Menimbun Barang Di Luar Angkasa: Berjuang Untuk Bertahan Hidup Di Dunia Yang Krisis.
240


__ADS_3

Bab 240


    “Hutan ini sangat besar, mereka harus memiliki pos terdepan, Jiang Rong, temukan pos terdepan mereka terlebih dahulu, jika ada seorang wanita, dapatkan saja kartu identitasnya.”


    Jiang Rong menggunakan indra pendengarannya yang tajam, lalu menunjuk ke kanan.


    “Ada beberapa suara dan asap dari utara.” Dia menunjuk ke langit, dan Ye Fucai melihat semburan asap putih naik dan menyatu dengan langit kelabu.


    "Bagus, ayo pergi." Ye Fu bersandar pada tiang trekking. Ada balok es di tanah beku, dan dia akan terpeleset jika dia tidak hati-hati. Dia mengikatkan dua lapis bantalan lutut di sekitar lututnya.


    Setelah berjalan sekitar satu jam, keduanya akhirnya sampai di belakang pos terdepan, ada jalan di depan pos terdepan, dan beberapa mobil terparkir di halaman.


    Di kamar kecil di sebelahnya, ada dua erha yang sedang tidur.


    Tangisan seorang wanita datang dari kamar, Ye Fu dan Jiang Rong berjalan mendekat dan melihat ke dalam melalui jendela di belakang tiang Seorang wanita dipukuli dan dilanggar, dia menangis dan memohon belas kasihan, sementara yang lain tertawa dan mengutuk kata-kata umpatan yang tak tertahankan.


    Jiang Rong tidak ingin Ye Fu melihat foto-foto ini, jadi dia memeluknya dengan wajah dingin.


    “Aku akan menanganinya, kamu tunggu aku di sini dulu.”


    Ye Fu mengangguk, “Hati-hati.”


    Jiang Rong menembak dengan cepat, dan agar tidak membuang-buang peluru, dia memutar lehernya dengan tangan kosong.


    Ketika wanita itu melihat Jiang Rong membunuh seseorang, dia berteriak dan pingsan.


    Sebelum beberapa pria bisa bereaksi, leher mereka semua patah.


    Jiang Rong menghabisi semua orang di pos, dan Ye Fubai keluar dari belakang.


    Melihat Ye Fu, kedua Erha mengibaskan ekornya, Ye Fu ingin tertawa.


    Dia mengumpulkan semua senjata, kendaraan, makanan, dan air di pos, dan Jiang Rong juga menemukan anggur dan cokelat.

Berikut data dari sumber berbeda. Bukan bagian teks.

PR #2028, opened 2018-08-15
Add "getItems()" to Timeline

Hperigo:
Currently theres no way to retrieve all the items in the timeline, It would allow for some nice debug visualizations, [like so](https://imgur.com/a/FaEgrsU)

gist example:
https://gist.github.com/Hperigo/c635975c3a4fd7fbc62c782c99341f59


andrewfb:
Would this be better if it returned a `const std::multimap<void*,TimelineItemRef>&` instead?

andrewfb:
Looks good, though I'd propose we skip adding the sample to the official distribution (though it looks cool). I can cherry-pick the changes or if you'd rather not do a different PR.

Hperigo:
awesome! can you do the cherry pick?

PR #2029, opened 2018-08-20
Update Renderer.cpp

dgarroyo:
Most of the Cairo samples and Render2dBasic were affected by a problem with rendering to the window's dc instead of the backbuffer (mDoubleBufferDc ).
This change makes the geDC() in Renderer.cpp call the right method.
The mImpl->getDc() method is declared in cinder::app::msw::RendererImpl2dGdi.h as:
virtual HDC getDc() const { return ( mDoubleBuffer ) ? mDoubleBufferDc : mPaintDc; }


andrewfb:
Thanks very much for tracking this down.

PR #2032, opened 2018-09-11
Add support for copy/paste to AntTweakBar on Mac

timmb:
The included version of AntTweakBar does not support copying and pasting on Mac. This PR modifies AntTweakBar using a patch from Alec Jacobson (http://www.alecjacobson.com/weblog/?p=2378) to include support for it by calling out to the OS binaries `pbcopy` and `pbpaste`.

NB the shortcut is still CTRL+C and CTRL+V instead of CMD+C/CMD+V.


vinjn:
I love this feature :)

andrewfb:
I'm up for this - if nobody has other thoughts I'll aim to merge by the end of the weekend.

PR #2036, opened 2018-10-09
TinyEXR update to v0.9.5

paulhoux:
This will update TinyEXR to v0.9.5, allowing us to support a few more EXR file types, among other things. Cinder's `ImageFileTinyExr` classes have been modified to work with the new library. This change should be transparent to the users and should also be backward compatible, with one exception: when exporting EXR files, they are now converted to 16-bit floats instead of 32-bit floats. This cuts file size in half.

With the new TinyEXR version, it's now relatively easy to add support for file compression as well, but I've not done so yet to conserve CPU and memory and remain backward compatible.


src/cinder/ImageFileTinyExr.cpp
```diff
@@ -46,119 +49,132 @@ void ImageSourceFileTinyExr::registerSelf()
...
+	if( status != TINYEXR_SUCCESS )
+		throw ImageIoExceptionFailedLoadTinyExr( string( "Failed to parse OpenEXR version" ) );
+
+	if( version.multipart || version.non_image )
+		throw ImageIoExceptionFailedLoadTinyExr( string( "Multipart or DeepImage EXR's are not supported yet" ) );
+
 	if( dataSource->isFilePath() ) {
-		status = ParseMultiChannelEXRHeaderFromFile( mExrImage.get(), dataSource->getFilePath().string().c_str(), &error );
-		if( status != 0 )
+		const auto filename = dataSource->getFilePath().string().c_str();
```
andrewfb: Looks like this is getting a pointer to the internal storage of a temporary (`string()` is a temporary). I can fix this when I merge.

andrewfb:
I added a comment on a bug but otherwise this looks good to me - thanks very much for this upgrade; it adds a much wider variety of EXRs that we can parse now. I agree we should revisit the zipped vs uncompressed output later.

PR #2039, opened 2018-10-14
GstPlayer GL fixes.

PetrosKataras:
This PR contains some critical fixes for the case of multiple gst-gl pipelines running in parallel. It should address issues like the one described in the following forum post https://discourse.libcinder.org/t/gstreamer-linux-issue/1312 and also some other memory issues that would manifest deep in the GStreamer pipeline.

A note that these changes render #1947 obsolete. I could open a new PR with an updated patch for Windows once this is merged and assuming there is interest.

### DIFF
--- a/include/cinder/linux/GstPlayer.h
+++ b/include/cinder/linux/GstPlayer.h
@@ -109,7 +109,6 @@ struct GstData {
 	GstElement* videoBin = nullptr;
 	GstPlayer* player = nullptr;
 #if defined( CINDER_GST_HAS_GL )
-	GstGLContext* context = nullptr;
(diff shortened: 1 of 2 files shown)


brucelane:
I'm interested in this for Windows, thank you

richardeakin:
By obsolete you mean it will be conflicting afterwards? I was under the impression that #1947 was only adding some things and even if gstreamer stays as experimental on windows at the moment, it isn't causing any new issues. If this is correct I say we move towards getting them both merged (and sorry it grew a little stagnant).

richardeakin:
Ok makes sense to me too, merging.

PR #14, opened 2022-08-06
bugfixes and small aesthetic fixes

ikethefifth:
hope this is all ok!


Thlumyn:
Looks good, thanks 
We might have to change the draw menu items function so that it sets the button for the current screen to unavailable but this is still much better than the way its current coded in imo

ikethefifth:
What does button availability do? In testing the behavior seemed exactly the same - I clicked on the button for the screen already active, and nothing happened, as I expected

Thlumyn:
It just pulls up different color formatting for the button, so its more obvious to the user that the button isnt supposed to do anything

PR #17, opened 2022-08-07
apprentice bugfixes and updates

ikethefifth:
- save apps/former apps using semicolons
- med cat apps have mentors now
- former app list doesn't get duplicates


sedgestripe:
you are the best

PR #25, opened 2022-08-12
Save files from csv to JSON

djotaku:


ikethefifth:
You might want to leave the ability to load from CSV if no JSON file is found, so people can convert their save files

sedgestripe:
this is awesome

djotaku:
@ikethefifth that's a great suggestion that I hadn't thought of. However, it looks like there are some conflicts to resolve with some changes that happened while I was working on my PR. I need to investigate whether it'd easier for me to reconcile on my end and then push the updates to the PR or if one of the write access folks on this repo resolves and then I re-add CSV.

@sedgestripe thanks!

ikethefifth:
I would recommend merging on your end if possible so you can test it before it goes into the actual repository. But I just got write access so I can try if you want

PR #35, opened 2022-08-20
Restructured cat class + adding relationship class

Lixxis:
Before I continue working on the relationship class, I wanted to bring my changes to the dev branch. 
As far as I have tested, everything should work. Old clans can be taken along and are then converted into the new (more readable for me) format. I've just merged the latest changes to my branch, so everything should be up-to-date.

I know these are some major changes in parts, but the Cat class acting on two different ways is a bit 
 weird, at least for me.


Thlumyn:
The game doesnt run for me when I try to open this

PR #74, opened 2022-09-04
fixes space issue, new patrol event, scars (hopefully) appear in game 

Clayteeth:


Clayteeth:
added events and cats py to my files not sure if thall show in here

PR #103, opened 2022-09-08
Apprentices are not patrol leaders unless patrol is only apprentices

shrimpsicle:
ozzie ☁#2473 in #dev-bug-reports pointed out that apprentices could be chosen as patrol leaders even if they were not the most experienced cat, so now when creating a patrol, each cat will be checked if their status is apprentice or not. If not, they are added to list possible_patrol_leaders and a patrol leader is picked from that. If the patrol only contains apprentices, it will pick a random apprentice to be the leader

    Selama setengah jam, hanya ada satu rumah kosong yang tersisa di pos terdepan, dan Jiang Rong membungkus tubuh pria itu dengan kain sebelum membiarkan Ye Fu meletakkannya di luar angkasa.


    "Wanita ini sudah mati. Orang-orang ini memiliki metode yang buruk. Ketika saya baru saja masuk, dia hanya terengah-engah. Mungkin dia takut mati oleh saya. "Jiang Rong sedikit tidak berdaya, dia tidak ingin membunuh ini wanita miskin.


    Ye Fu melirik wanita itu, dan membawanya ke luar angkasa, untungnya dia menemukan ID wanita itu di pakaian yang berserakan di lantai.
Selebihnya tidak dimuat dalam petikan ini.